Today was the first bitterly cold walk to work I’ve endured this season. We’ve been lucky for a long time as the weather has been quite warm, quite late. But Old Man Winter has tightened his grip, and it’s time to buy another Masque. A quick aside about that wonderful warmth inducing product – remember you’re wearing them. Masques will make you look quite scary, and if you barge into a 7-11 wearing one, you might end up at the business end of a 30-30. If you choose to learn this the hard way, your next Kit-Kat may be your last.
But back to what’s going to be my hugely unpopular observation for this fine Wednesday – Boston Common, North Station, Haymarket, Downtown Crossing – were all completely devoid of homeless people this morning. I’m not going to cop out and ask rhetorical questions like “Does it make me a bad person if I’m glad the bitter cold has driven all the carrion inside?” I’m going to make a few up front statements that you can take or leave. Or use as justification to firebomb my apartment (we are in Massachusetts, afterall).
If you have a friend, relative or aquaintence that’s been struck homeless by mental illness or some other misfortune, I’m not referring to them. What I’m glad to be rid of for a few months are the rude, aggressive drunks that plague this city every summer. I walk back and forth from North Station to the Copley area to work every day, and am asked for money an average of 5 times a trip. Asked is actually not the best word. Beleaguered might be better.

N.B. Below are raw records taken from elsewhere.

Issue #3560, opened 2023-05-04
Support SDK dependency injection for v2 apps


alpe:
## Summary
SDK 47 ships with the new dependency-injection framework used in [app_v2](https://github.com/cosmos/cosmos-sdk/blob/v0.47.2/simapp/app_v2.go#L204).

As wasmd has a dependency to the ibc (core and other) keepers, we can not update our module to be used with the dependency-injection framework. 
There is no workaround AFAIK

## Proposal
Please make the modules compatible to work with app v1 + v2.

____

#### For Admin Use

- [ ] Not duplicate issue
- [ ] Appropriate labels applied
- [ ] Appropriate contributors tagged/assigned

crodriguezvega:
Thank you, @alpe, for opening this issue. How pressing is your need to have ibc-go compatible with app v2? Having also app v1 is blocking any urges development on your side?

alpe:
The v1 app is working with our sdk v47 integration. But as v2 had become the "preferred" setup (in build tags) we were eager to provide a fully compatible module with our official release.
This is not possible due to our dependency on ibc-go in the wasmd module. We set the new goal for v2 support in the v0.41 release.
Therefore it is not super urgent but blocking the integration work on our side.

crodriguezvega:
Thanks for the information, @alpe. What is your timeline for v0.41? 

And If I understand correctly, then you would like to have this available in the v7 release line, right?

alpe:
v7.x would be nice to have a small change set only. 
We don't have a strict release schedule for v0.41 but target middle of April. As the work on our side had started already, it would be great to not have this pending for too long.

In https://github.com/CosmWasm/wasmd/pull/1287 we have a mixed v2 with v1 legacy module setup in /app. That could be some template for your test setup before adding full v2 support to the module.

crodriguezvega:
```[tasklist]
### Tasks
- [ ] Add a draft title or issue reference here
```

crodriguezvega:
- [ ] Add buf pulsar generation (in progress, branch [here](https://github.com/cosmos/ibc-go/tree/carlos/add-buf-gen-pulsar) -[previous PR](https://github.com/cosmos/ibc-go/pull/4039)).
- [ ] Add depinject support to code module (in progress, branch [here](https://github.com/cosmos/ibc-go/tree/carlos/3560-depinject-support-code) - [previous PR](https://github.com/cosmos/ibc-go/pull/4040))
[...]

PR #5968, opened 2024-03-12
feat(depinject): add buf gen pulsar

crodriguezvega:
## Description

- I welcome ideas on how to call the new module instead of `api`.

ref: #3560

---

write a little note why.


crodriguezvega:
We could also just use this `api` module also for what we want to do [here](https://github.com/cosmos/ibc-go/issues/2471#issuecomment-1941975081).

damiannolan:
Is the feat/depinject target branch clean? And up to date with main?

crodriguezvega:
> Is the feat/depinject target branch clean? And up to date with main?

Yes and yes!

scripts/protocgen-pulsar.sh
damiannolan, line 1: Should we just combine this step into the `protocgen.sh` script? Seems like maybe more overhead to have separate scripts for this, or is there any benefit? 

Looks to me that the sdk team has it all in the one script nowadays

damiannolan:
> 2024/04/16 15:30:37 Message ibc.applications.interchain_accounts.v1.InterchainAccountPacketData contains the reserved field name ibc.applications.interchain_accounts.v1.InterchainAccountPacketData.type which conflicts with protoreflect.Message interface implementation.
This field will be suffixed with an underscore '_'.
If you can change the message field name, please do so.
In a future iteration of pulsar we may make a breaking change to this practice in order to be compliant with field naming of the original golang protobuf implementation.

This msg is displayed in my shell when I run `make proto-all`. AFAIK the sdk team will be removing the need for pulsar(and protov2 spec) with the next release. They want to make it work with gogoproto which means the codegen will change and I think this problem/error msg will go away. The depinject apis will remain the same tho.

scripts/protocgen-pulsar.sh
damiannolan: https://github.com/cosmos/ibc-go/pull/5968/commits/b65ad37631c3b5ed002e60b3e4c20739d8893c04

proto/buf.gen.pulsar.yaml
damiannolan, line 1: As I mentioned in https://github.com/cosmos/ibc-go/pull/5968#issuecomment-2059384286, we should no longer need pulsar with the next release. My thinking is that we can go ahead with this for now and add the pulsar codegen but when it works with gogoproto we just remove what's not needed and swap it out - should produce diffs to the codegen (i.e. removing the protov2 msg APIs and back to v1 with gogoproto - from what I understand this relates the reflection apis which are used in protobuf and sdk)

damiannolan (approved):

damiannolan:
> Actually, scratch that. Can't get this to build locally still. Is cd-ing into `api` and doing `go build ./...` working for others? I would assume it should?

Same experience for me.
 
> `go build` complains about others too. The generation for some reason might have mucked things up?

Very possible, I can try to look into this a bit more.

crodriguezvega:
> go build complains about others too. The generation for some reason might have mucked things up?

Oh, I hadn't even tried that... Does building work in the api folder of the SDK?

api/ibc/applications/transfer/v1/tx.pulsar.go
```diff
@@ -0,0 +1,2592 @@
...
+	state         protoimpl.MessageState
+	sizeCache     protoimpl.SizeCache
+	unknownFields protoimpl.UnknownFields
+
+	// the port on which the packet will be sent
+	SourcePort string `protobuf:"bytes,1,opt,name=source_port,json=sourcePort,proto3" json:"source_port,omitempty"`
+	// the channel by which the packet will be sent
+	SourceChannel string `protobuf:"bytes,2,opt,name=source_channel,json=sourceChannel,proto3" json:"source_channel,omitempty"`
+	// the tokens to be transferred
+	Token *types.Coin `protobuf:"bytes,3,opt,name=token,proto3" json:"token,omitempty"`
```
damiannolan, line 2187: What instructs the code generator to import `Coin` here as:

```
types "github.com/cosmos/cosmos-sdk/types"
```

I see in that in x/gov for example the `InitialDeposit` coin is imported as `v1beta1.Coin` (from the `api` module):

```
v1beta1 "cosmossdk.io/api/cosmos/base/v1beta1"
```

The same is true for other dependent types in ibc protos such as:
- `BaseAccount` used in ica
- `codectypes.Any` used for multiple different fields such as pub keys, client/consensus state in `MsgCreateClient`, etc
- `CommitmentProof` imported from ics23 protos

Due to each of these types not implementing the protov2 api `go build` fails on the api package:
```
value.ProtoReflect undefined (type *"github.com/cosmos/cosmos-sdk/x/auth/types".BaseAccount has no field or method ProtoReflect)
```

Do you guys have any ideas how to get around this? @tac0turtle @julienrbrt 

If we are working towards depinject/appmodule without protov2 then I assume this won't be a problem? Are we better waiting until then to address this, and in the meantime just put try to put the pieces in place for module inputs/outputs etc?

julienrbrt: You need to add an overwrite in your buf.gen.pulsar.yaml.

julienrbrt: Example: https://github.com/cosmos/cosmos-sdk/blob/main/x/bank/proto/buf.gen.pulsar.yaml

damiannolan: Thanks, will give it a shot!

damiannolan: I suspect this should work for sdk types but I'm concerned that ics23 will still not have protov2 methods

damiannolan: The `Anys` in cosmos-sdk seem to picking up `anybp` (google import) in the api module, instead of `codectypes.Any`.

I see this diff on main, but on sdk v0.50 release tags codectypes is still used. 

```diff
-    opt: plugins=grpc,Mgoogle/protobuf/any.proto=github.com/cosmos/cosmos-sdk/codec/types
+    opt: plugins=grpc,Mgoogle/protobuf/any.proto=github.com/cosmos/gogoproto/types/any
```

Is there some kind of magic needed to use google anys in the api pkg too? I followed your suggestion for the override and it resolved sdk type imports like coin and base account. Still have `go build` failing in `api` here due to Anys and ics23

julienrbrt: Yeah, that's on main, you should still use the sdk one for gogoproto. However, this shouldn't be needed for pulsar.
Concerning ics23, yep, you may need to generate it here too.

Why are you generating things with `go-grpc` btw? Only `go-pulsar` is sufficient.

api/go.mod
```diff
@@ -0,0 +1,26 @@
+module github.com/cosmos/ibc-go/api
+
+go 1.22.0
+
+// replace github.com/cosmos/ics23/go/api => ../../ics23/go/api
```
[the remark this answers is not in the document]
damiannolan: beautiful! I've done a replace to your branch with the go pseudoversion!

.github/workflows/api_module.yml
damiannolan, line 1: Thanks for adding this @DimitrisJim, good call. It looks to be passing now! 🙌🏻

api/go.mod
```diff
@@ -0,0 +1,28 @@
+module github.com/cosmos/ibc-go/api
+
+go 1.22.0
+
+// NOTE: This replaces points the ics23 dependency to a protov2 compatible encoding format which also uses pulsar.
```
damiannolan, line 5:
```suggestion
// NOTE: This replace points the ics23 code deps used by 23-commitment to a branch using pulsar codegen (i.e. protov2 compatible encoding interfaces)
```

proto/buf.gen.pulsar.yaml
```diff
@@ -0,0 +1,15 @@
...
+    except:
+      - buf.build/googleapis/googleapis
+      - buf.build/cosmos/gogo-proto
+      - buf.build/cosmos/cosmos-proto
+    override:
+      buf.build/cosmos/cosmos-sdk: cosmossdk.io/api
+plugins:
+  - name: go-pulsar
+    out: ../api
+    opt: Mcosmos/app/v1alpha1/module.proto=cosmossdk.io/api/cosmos/app/v1alpha1,Mcosmos/ics23/v1/proofs.proto=github.com/cosmos/ics23/go/api
```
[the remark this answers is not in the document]
damiannolan: yeah, I think this is how you do overriding. 

maybe @julienrbrt could give us a more detailed description so we have a better understanding.

damiannolan (approved):
LGTM!

api/go.mod
```diff
@@ -0,0 +1,28 @@
+module github.com/cosmos/ibc-go/api
+
+go 1.22.0
```
damiannolan, line 3: should we be using go 1.21?

damiannolan: I don't think this really matters since its hitting a feat branch for now. I imagine by release time all should be updated to go 1.22

crodriguezvega: Yeah, v9 will be in 1.22.

crodriguezvega:
Great work taking this to the finish line, @damiannolan and @DimitrisJim. 👏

Maybe living in the city for 5 years has chipped away at my empathy to the point where I no longer feel sorry for people who are passed out in the street, covered in their own pee. Maybe it’s because that person is sometimes me. But guilt-trip myself as I might, I can’t deny how noticeable and lovely the lack of a vagrant presence was this morning. No one held the door for me on my way into the Dunks, I didn’t have to brave the park bench gauntlet past the Park Street T-Station and Krazy Kris Kristofferson and Slow-Motion Man were nowhere to be found.
I do actually hope they’re all somewhere warm and cozy, being looked after by social services, getting a shower and sucking down some hot soup. But their numbers seem to be multiplying like tribbles – and I hope it’s just my mind playing tricks on me. Or the mentholated schnapps.
Monster
It was sooo cold the other day that I was driving around in my Jeep and I went to put one of my favorite cd’s (Queens of The Stone Age – Rated R)in my cd player – the fricken thing snapped in half. Fuckin A Man.
Dave Pye
No, I think that was probably the ghost of Elvis Presley.
Monster
That damn Rock-A-Billy King of Hicks!